Commenting further Paula Higgins says, ‘The Right to Buy is great for those already renting a housing association home and something they should seriously consider doing so they can take advantage of the generous discount of up to 70% on offer. But these homes will never return to the affordable housing sector.
‘And the Right to Buy is not so good for the 4.1 million renters in the private sector who do not have the same opportunity. Or for taxpayers who are funding the discounts – some of whom will be in privately rented accommodation themselves and unable to afford to buy their own homes. Neither will it be good for future generations who will see fewer affordable homes for rent.’

How many people will really benefit?

Mr Johnson said the plans would help 2.5 million tenants in housing association homes. However he did say the scheme would be ‘responsibly capped’. But it’s not clear what the figure will be capped at.

2. Review of the mortgage market

During his speech, the Prime Minister also announced a review of the mortgage market which will look at ways of extending low deposit mortgages. He said many working people paying high rents could afford to pay a mortgage but struggled to save up for historically high deposits. ‘The ever-spiralling price of a house or flat has so inflated deposit requirements that saving even just 10% is a wholly unrealistic proposition for them,’ he said.

‘So we want it to be easier to get a mortgage.

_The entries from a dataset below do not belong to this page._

Issue #11226, opened 2024-10-03
Use Content API to populate stories listings


rcantin-w:
[See investigation results](https://github.com/wellcomecollection/wellcomecollection.org/issues/11146#issuecomment-2352681525) from [#11146](https://github.com/wellcomecollection/wellcomecollection.org/issues/11146)

Replace what's used in
- [x] homepage stories list (#11386)
- [x] the top section of the /stories page (#11387)
- [x] the 'you may have missed' section of the /stories page (#11387)

LaurenFBaily:
Adding a note that Editorial would like to start including Comics in all three of those listing areas. They are included in the Latest stories on homepage but not in the other two.

rcantin-w:
To background this; it was a conscious decision to split the up ([see ticket](https://github.com/wellcomecollection/wellcomecollection.org/issues/8399)) and I think some analysis was done on it (I think https://github.com/wellcomecollection/wellcomecollection.org/issues/9083 and https://github.com/wellcomecollection/wellcomecollection.org/issues/9633). @davidpmccormick might remember better/more.

davidpmccormick:
Because we want to include all articles in the list, this has been possible without making any changes to the Content API. But we noticed that the Content API can on filter things in to a query, and not out of a query. So e.g. you can request all articles that _are_ comics, but you can't easily request all articles that _aren't_ comics.

Because we don't need this functionality yet (and it feels fairly discrete), it probably doesn't need to be built until the point we need it (if that ever arises).

PR #11386, opened 2024-11-07
Use Content API for homepage stories

davidpmccormick:
Part of #11226 

## What does this change?

Uses the Content API to fetch the latest four stories, rather than using Prismic.

## How to test

Visit the homepage and check the cards render the same as they do in prod.

We're less reliant on Prismic

We're more reliant on ourselves


content/webapp/pages/index.tsx
```diff
@@ -96,7 +94,12 @@ export const getServerSideProps: GetServerSideProps<
 
   const client = createClient(context);
 
-  const articlesQueryPromise = fetchArticles(client, { pageSize: 4 });
+  const articlesResponsePromise = getArticles({
+    params: {},
```
rcantin-w, line 98: This is interesting. I think it was made required because in Search we want to know the sort order at a minimum, but here we rely on the default? Is the default last published?
Should it be a required prop? 🤔

rcantin-w (commented):
This is slightly unrelated, I just notice that our error handling here is kind of just "if you can get all the content, then display the page. If _one_ doesn't return anything, return a 404" ([as seen here](https://github.com/wellcomecollection/wellcomecollection.org/pull/11386/files#diff-9301faa983be60ee24d8c78722c8b3fa25955e193688fe1975774773097bbabcR157)) and I feel like that's bad. Maybe it was OK when the culprit was always Prismic because if one failed they probably all did. But maybe we should handle it differently now we're using two different APIs?

content/webapp/pages/index.tsx
```diff
@@ -106,20 +109,23 @@ export const getServerSideProps: GetServerSideProps<
...
   // The homepage should always exist in Prismic.
   const page = transformPage(pageDocument as RawPagesDocument);
 
-  const articles = transformQuery(articlesQuery, transformArticle);
-  const jsonLd = articles.results.map(articleLd);
-  const basicArticles = articles.results.map(transformArticleToArticleBasic);
+  const articles = transformPaginatedResults(
+    articlesResponse,
+    transformContentApiArticle
+  ).results;
```
rcantin-w, line 126: What's the main difference with the current API response and can we make the change in the API instead in a way that would suit wherever it is used?

content/webapp/pages/index.tsx
davidpmccormick: > Is the default last published

I confess I didn't research this beyond looking at what was returned and assuming that is what's happening. I'm not sure if it should be required (I personally don't mind that it is)

davidpmccormick:
> But maybe we should handle it differently now we're using two different APIs

Good point. Would we be ok to show the page with certain sections missing if their queries failed?

rcantin-w:
> Good point. Would we be ok to show the page with certain sections missing if their queries failed?

I think so, especially as it's the homepage and it's a much more shocking experience to experience a 404 on there?

content/webapp/pages/index.tsx
rcantin-w: As long as the behaviour is the same-ish, with the added bonus of being able to control sorting better (taking into account `overrideDate`, finally!)

content/webapp/pages/index.tsx
rcantin-w: I'm not sure I agree about continuing to use the older/existing components. As we're looking at using the Content API more and more in the future and have built its responses the be in the exact shape we need, being able to do away with old components is a nice step towards a more aligned codebase. Plus, having the same card component used for stories across would simplify debugging and implementing styling changes.

Does using `StoriesGrid` instead of `CardsGrid/StoryPromo` cause styling issues? Again, as this was mostly built with Search in mind, there might be growing pains, happy to chat on a call?

davidpmccormick: I don't think `StoriesGrid` can handle the cards at the top of the stories page (I think if we don't reuse the `StoryPromo` we'd need a like-for-like replacement component?

rcantin-w:
If you pull `main` in, the tests should pass as they all seem Concepts related and Štěpán deployed some changes to those yesterday.

content/webapp/pages/index.tsx
rcantin-w: As discussed, this will be split into a different ticket to be referenced here 🙏 
This ticket which will remove the need for `content/webapp/services/wellcome/transformers/paginated-results.ts` and `content/webapp/services/wellcome/transformers/articles.ts`, I therefore won't do much code review on those!

gestchild (approved):
looks good for me locally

Reporting back this Autumn [the review] will look at how we can give our nation of aspiring homeowners better access to low-deposit mortgages.’

We welcome this mortgage review to look at how to help first time buyers struggling with the deposit hurdle. Although it’s going to be key that whatever move is taken that it doesn’t inadvertently push up house prices and store up further problems for UK housing. 

3. ‘Benefits to bricks’ Reform of Universal Credit to make it easier for people on benefits to save for a house deposit 

And the Prime Minister has also pledged to turn ‘benefits to bricks’; this means changing welfare rules so that the 1.5 million people who are in work but also on housing benefit will be able to use their benefit towards a mortgage.

So if someone on housing benefit saves a deposit to buy a home the government will give them the same housing support that they would have used on their rent to pay towards their mortgage instead.

The government’s “benefits to bricks” drive is also going to change the rules to make it easier for those claiming Universal Credit to save for a deposit. As it stands, under welfare rules the amount of Universal Credit received is tapered when the claimant’s savings exceed £6,000 and it stops completely when savings exceed £16,000.

However the government has announced it will exempt Lifetime ISA savings from these rules to incentivise people into saving up for a deposit to buy their own home.

How realistic is benefits to bricks?

We welcome the government’s plans to exempt Lifetime ISAs from the rules on Universal Credit. But there are still hurdles that will need to be overcome. Firstly, even with this exemption will people be able to save a large enough deposit to buy a home, with ever increasing house prices?

And there is also the question about affordability when it comes to getting a mortgage. Since the financial crisis more than a decade ago, when you apply for a mortgage you’ll need to undergo strict affordability tests before your application is accepted. And many lenders have been tightening their affordability tests as banks take into account the increased cost of living. Lenders have yet to make announcements on this policy so it’s unclear how they will assess people who are on housing benefit when it comes to their affordability checks.

Also, there are more costs associated with owning a home than just paying the mortgage. When someone is renting a house if there’s a problem like the boiler breaking down it’s the landlord’s responsibility to fix it. But when you own your home it’s on you to sort it out. If someone is already on a low income this may cause financial difficulties.

The Prime Minister also announced plans to improve support for mortgage interest (SMI). This is a loan which helps claimants pay interest on their mortgages and stay in their homes if they lose their jobs. As it stands this only kicks in after nine months of unemployment. And the government will bring this forward to three months.